Por estos pasos llegamos, pues, al cabo de algún tiempo, al lago Utah, donde empiezan las tierras saladas.

Nos hallábamos en una región extraña, uniforme, sombría; dilatados valles, cerrados por anfiteatros de abruptos peñascos, se extendían unos tras otros, siempre iguales, fastidiosamente uniformes, y era tal la severidad, la desnudez y la desolación de aquellos parajes, que ante ellos venían a la memoria los desiertos bíblicos.

Las tierras limítrofes de los lagos salados son estériles y ásperas; no tienen arbolado. El terreno, completamente calvo en inmensas extensiones, trasuda sales y potasa, o bien está cubierto de unas hierbas cuyas gruesas hojuelas destilan, al romperlas, un jugo viscoso y salado. El tránsito por aquellos parajes es triste y penoso, porque pasan semanas enteras y el desierto sigue sin fin, no divisando la mirada mas que extensiones siempre uniformes, siempre roqueñas.

Nuestras fuerzas comenzaban a agotarse; en las estepas nos rodeaba una uniformidad de vida; aquí, una uniformidad de muerte. La apatía fué adueñándose poco a poco de todos.

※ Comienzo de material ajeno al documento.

PR #405, opened 2021-11-18
Support TS methods with a single hyphenated header variables

stevenjackson:
Variable names with hyphens won't compile in ts, but they're really
common in header variables.

Convert `x-csrf-token` to `XCSRFToken: string`

If this looks good, I need to backport it to wag7.

### DIFF
--- a/VERSION
+++ b/VERSION
@@ -1,4 +1,6 @@
-v8.1.2
+v8.1.3
+
+v8.1.3: Support TS methods with a single hyphenated header variable
 
 v8.1.2: Improve TS type for close method on js client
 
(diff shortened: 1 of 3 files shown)


venalen (approved):
Code makes sense to me! I'll defer to @rgarcia for any infra-related nuances

nathanleiby (approved):
LGTM.

For backporting, it looks like we'd want to apply this commit to the branch https://github.com/Clever/wag/tree/wag7 and bump the version v7.x https://github.com/Clever/wag/blob/v7.1.1/VERSION as well

taylor-sutton (approved):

Pasamos el Utah. ¡Siempre las mismas tierras muertas! Entramos en la Nevada. ¡Igual! El sol quemaba de tal modo que nuestros cráneos parecían abrirse; sus rayos, reflejados en la superficie cubierta de sal, herían nuestras pupilas, mientras un polvo que flotaba en el ambiente, y que no se sabe de dónde venía, nos resquemaba los párpados. A duras penas podían las bestias de tiro proseguir adelante, y de vez en cuando caía una de ellas por tierra como herida por un rayo. La mayor parte de nuestra gente se sostenía sólo animada por la esperanza de que dentro de una o dos semanas veríamos aparecer en el horizonte la Sierra Nevada, y detrás de ella la anhelada California.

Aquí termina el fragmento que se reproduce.